The organizations leading this transition are creating evidence alongside decisions. By capturing assumptions, trade-offs, value drivers, and expected outcomes in a structured and traceable way, they strengthen regulatory readiness, improve consistency across teams, and respond more effectively when challenged.
The shift from justification to evidence is ultimately about confidence—confidence that decisions can be understood, defended, and adapted as conditions evolve.
How IFS Copperleaf supports this shift
IFS Copperleaf Regulatory Intelligence helps utilities connect investment decisions to the regulatory signals and evidence needed to support capital recovery.
Built on structured Copperleaf investment data, it helps organizations:
- Monitor emerging regulatory signals that may affect capital plans
- Understand potential impacts on investments and assumptions
- Maintain a traceable evidence base for investment decisions
- Accelerate preparation for regulatory review and discovery response workflows
- Improve alignment between capital plans, regulatory expectations, and desired outcomes
By connecting planning, regulatory monitoring, and evidence-based response workflows, utilities can move from reactive justification to a more proactive and defensible approach to regulatory decision support. This aligns with the Regulatory Intelligence vision of helping utilities monitor regulatory developments, understand investment-level exposure, and support faster, more defensible responses through structured evidence and cited decision-support artifacts.
Additional reading
For a deeper look at how utilities are connecting regulatory signals, investment planning, and evidence-based regulatory response, explore the IFS Copperleaf Regulatory Intelligence brochure and learn how leading organizations are building stronger connections between planning, monitoring, and regulatory readiness.
Frequently asked questions
1. What does “moving from justification to evidence” mean?
It means shifting from explaining decisions after the fact to having structured, traceable evidence built into the decision-making process itself.
2. Why is the traditional model no longer sufficient?
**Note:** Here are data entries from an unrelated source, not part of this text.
PR #2328, opened 2026-04-13
Rework tracing into a McpClientListener

### LINKED ISSUE #2221: Rework MCP client tracing
Move the tracing logic from a custom tool executor into an implementation of `dev.langchain4j.mcp.client.McpClientListener` and make sure that the context is propagated to server too: https://modelcontextprotocol.io/community/seps/414-request-meta - this will need some changes in upstream langchain4j too (passing `_meta` fields to the request JSON)

jmartisk:
- Fixes: https://github.com/quarkiverse/quarkus-langchain4j/issues/2221


jmartisk:
Hi @brunobat , we talked about this at the f2f. Reviews welcome :)

integration-tests/mcp/src/test/java/io/quarkiverse/langchain4j/mcp/test/McpTracingTest.java
```diff
@@ -0,0 +1,98 @@
...
+    @Test
+    public void executeToolCreatesSpanWithProperAttributes() {
+        ToolExecutionRequest request = ToolExecutionRequest.builder()
+                .name("echoMeta")
+                .arguments("{\"key\": \"traceparent\"}")
+                .build();
+        String result = mcpClient.executeTool(request).resultText();
+
+        // Verify that TracingMcpClientListener created a span with the correct name and attributes
+        await().untilAsserted(() -> assertThat(spanExporter.getFinishedSpanItems())
```
brunobat: Should have a timeout or you might stuck the build

mcp/runtime/src/main/java/io/quarkiverse/langchain4j/mcp/runtime/TracingMcpClientListener.java
```diff
@@ -0,0 +1,141 @@
...
+        SpanAndScope sas = activeSpans.remove(context);
+        if (sas == null) {
+            log.warn("Unknown call context: " + context.message().getId());
+            return;
+        }
+        if (result != null && result.isError()) {
+            sas.span.setAttribute(ERROR_TYPE, "tool_error");
+            sas.span.setStatus(StatusCode.ERROR);
+        }
+        sas.scope.close();
```
cescoffier: Are we sure it will work is beforeExecuteTool and afterExecuteTool are invoked from different threads?

mcp/runtime/src/main/java/io/quarkiverse/langchain4j/mcp/runtime/TracingMcpClientListener.java
```diff
@@ -0,0 +1,141 @@
...
+        sas.span.recordException(error);
+        sas.scope.close();
+        sas.span.end();
+    }
+
+    @Override
+    public void beforeResourceGet(McpCallContext context) {
+        McpReadResourceParams params = (McpReadResourceParams) ((McpReadResourceRequest) context.message()).getParams();
+        String uri = params.getUri();
+        Span span = tracer.spanBuilder("langchain4j.mcp-resources.read")
```
cescoffier: The name is quite different from the `execute_tool`, did you discuss having something closer, like:
`quarkus.langchain4j.resource_read`?

mcp/runtime/src/main/java/io/quarkiverse/langchain4j/mcp/runtime/TracingMcpClientListener.java
```diff
@@ -0,0 +1,141 @@
...
+    @Override
+    public void onResourceGetError(McpCallContext context, Throwable error) {
+        endSpan(context, error);
+    }
+
+    @Override
+    public void beforePromptGet(McpCallContext context) {
+        McpGetPromptParams params = (McpGetPromptParams) ((McpGetPromptRequest) context.message()).getParams();
+        String promptName = params.getName();
+        Span span = tracer.spanBuilder("langchain4j.mcp-prompts." + promptName)
```
cescoffier: Same here, the name is quite different from the execute_tool, did you discuss having something closer, like:
quarkus.langchain4j.prompt_get?

BTW, the prompName should probably be a tag, not in the name of the span.

mcp/runtime/src/main/java/io/quarkiverse/langchain4j/mcp/runtime/TracingMcpClientListener.java
```diff
@@ -0,0 +1,141 @@
...
+    }
+
+    @Override
+    public void afterPromptGet(McpCallContext context, McpGetPromptResult result, Map<String, Object> rawResult) {
+        endSpan(context, null);
+    }
+
+    @Override
+    public void onPromptGetError(McpCallContext context, Throwable error) {
+        endSpan(context, error);
```
cescoffier, line 129: I would add:

```
sas.span.setAttribute(ERROR_TYPE, error.getClass().getName());
sas.span.setStatus(StatusCode.ERROR, error.getMessage());
```

mcp/runtime/src/main/java/io/quarkiverse/langchain4j/mcp/runtime/TracingMcpClientListener.java
```diff
@@ -0,0 +1,141 @@
...
+    }
+
+    @Override
+    public void afterResourceGet(McpCallContext context, McpReadResourceResult result, Map<String, Object> rawResult) {
+        endSpan(context, null);
+    }
+
+    @Override
+    public void onResourceGetError(McpCallContext context, Throwable error) {
+        endSpan(context, error);
```
cescoffier, line 104: I would add:

```
sas.span.setAttribute(ERROR_TYPE, error.getClass().getName());
sas.span.setStatus(StatusCode.ERROR, error.getMessage());
```

mcp/runtime/src/main/java/io/quarkiverse/langchain4j/mcp/runtime/TracingMcpClientListener.java
```diff
@@ -0,0 +1,141 @@
...
+    }
+
+    private void endSpan(McpCallContext context, Throwable error) {
+        SpanAndScope sas = activeSpans.remove(context);
+        if (sas == null) {
+            log.warn("Unknown call context: " + context.message().getId());
+            return;
+        }
+        if (error != null) {
+            sas.span.recordException(error);
```
cescoffier: Add:
```
sas.span.setAttribute(ERROR_TYPE, error.getClass().getName());
          sas.span.setStatus(StatusCode.ERROR, error.getMessage());
          sas.span.recordException(error);
      }
```

mcp/runtime/src/main/java/io/quarkiverse/langchain4j/mcp/runtime/TracingMcpClientListener.java
```diff
@@ -0,0 +1,141 @@
...
+ */
+public class TracingMcpClientListener implements McpClientListener {
+
+    // GenAI semantic convention attribute keys
+    private static final AttributeKey<String> GEN_AI_OPERATION_NAME = AttributeKey.stringKey("gen_ai.operation.name");
+    private static final AttributeKey<String> GEN_AI_TOOL_NAME = AttributeKey.stringKey("gen_ai.tool.name");
+    private static final AttributeKey<String> ERROR_TYPE = AttributeKey.stringKey("error.type");
+
+    private final Tracer tracer;
+    private final Map<McpCallContext, SpanAndScope> activeSpans = Collections.synchronizedMap(new IdentityHashMap<>());
```
cescoffier, line 46: I think we need to be careful not to have a leak here.
If `before` is called, but neither `after` nor `error` (because of some unhandled event), we may end up with a leak. 

Did you think about using a weak HashMap?

cescoffier (changes requested):

integration-tests/mcp/pom.xml
```diff
@@ -22,6 +22,15 @@
             <groupId>io.quarkus</groupId>
             <artifactId>quarkus-micrometer-registry-prometheus</artifactId>
         </dependency>
+        <dependency>
+            <groupId>io.quarkus</groupId>
+            <artifactId>quarkus-opentelemetry</artifactId>
```
brunobat: You should duplicate the test module to make sure things still work without OTel.

mcp/deployment/src/main/java/io/quarkiverse/langchain4j/mcp/deployment/McpProcessor.java
```diff
@@ -158,6 +154,17 @@ public void registerMcpClients(McpBuildTimeConfiguration mcpBuildTimeConfigurati
             runtimeInitializedClasses.produce(
                     new RuntimeInitializedClassBuildItem("io.quarkiverse.langchain4j.mcp.runtime.MetricsMcpListener"));
         }
+        boolean openTelemetryPresent = capabilities.isPresent(Capability.OPENTELEMETRY_TRACER);
```
brunobat: This should use the `OpenTelemetrySdkBuildItem` to verify if the tracing is enabled.

mcp/runtime/src/main/java/io/quarkiverse/langchain4j/mcp/runtime/McpRecorder.java
```diff
@@ -180,13 +173,64 @@ public McpClient apply(SyntheticCreationalContext<McpClient> context) {
         };
     }
 
-    private void addMetrics(DefaultMcpClient.Builder builder, String key) {
+    private void addObservability(DefaultMcpClient.Builder builder, String key, boolean addMetrics, boolean addTracing) {
```
brunobat, line 179: Only add the listeners if OTel SDK is enabled at runtime

mcp/runtime/src/main/java/io/quarkiverse/langchain4j/mcp/runtime/TracingMcpClientListener.java
```diff
@@ -0,0 +1,141 @@
...
+
+    public TracingMcpClientListener(Tracer tracer) {
+        this.tracer = tracer;
+    }
+
+    @Override
+    public void beforeExecuteTool(McpCallContext context) {
+        McpCallToolParams params = (McpCallToolParams) ((McpCallToolRequest) context.message()).getParams();
+        String toolName = params.getName();
+        Span span = tracer.spanBuilder("execute_tool " + toolName)
```
brunobat: Is the transport layer sending out the current span?

mcp/runtime/src/main/java/io/quarkiverse/langchain4j/mcp/runtime/TracingMcpClientListener.java
```diff
@@ -0,0 +1,141 @@
...
+        endSpan(context, null);
+    }
+
+    @Override
+    public void onPromptGetError(McpCallContext context, Throwable error) {
+        endSpan(context, error);
+    }
+
+    private void endSpan(McpCallContext context, Throwable error) {
+        SpanAndScope sas = activeSpans.remove(context);
```
brunobat, line 137: SpanAndScope sas = activeSpans.remove(context);
        if (sas == null) {
            log.warn("Unknown call context: " + context.message().getId());
            return;
        }
        try(sas.scope) {
            if (error != null) {
                sas.span.recordException(error);
            }
        } finally { 
        sas.span.end();
        }

brunobat: scope and span closing must be always surrounded by try/finally

brunobat (changes requested):
Thanks Jan. 
We need an integration test that will show a server side child span from the client call, to make sure propagation is working.

mcp/deployment/src/main/java/io/quarkiverse/langchain4j/mcp/deployment/McpProcessor.java
jmartisk: So I also need to move `McpBuildTimeConfiguration.tracingEnabled` to runtime?

mcp/runtime/src/main/java/io/quarkiverse/langchain4j/mcp/runtime/TracingMcpClientListener.java
jmartisk: Ah, claude didn't properly catch what semantic conventions I'm referring to, this will be reworked more heavily in a bit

Because it separates planning and response activities, forcing teams to manually reconstruct evidence under increasing time pressure and scrutiny.
3. What is the “evidence layer”?
The evidence layer is the structured connection between assumptions, trade-offs, value drivers, expected outcomes, and final investment decisions.
4. Why is narrative-only justification risky?
Because narrative alone can be difficult to scale, maintain consistently, and validate across large portfolios and complex regulatory reviews.
5. What changes operationally with this approach?
Teams move from manual, reactive response processes toward more consistent, evidence-based workflows supported by structured information.
6. What is the business impact of this shift?
Organizations can respond faster, reduce risk, improve alignment with regulatory expectations, and increase confidence in capital investment decisions.
7. How do regulatory signals fit into this approach?
Regulatory signals—such as commission decisions, legislative changes, policy updates, and emerging precedents—can influence assumptions that underpin investment decisions. Organizations that connect these signals to their planning process are better positioned to identify exposure early and adapt with confidence.
8. Why is structured investment data important?
Structured investment data helps create traceable links between decisions, assumptions, value drivers, and expected outcomes, making evidence easier to reuse, validate, and support during regulatory review.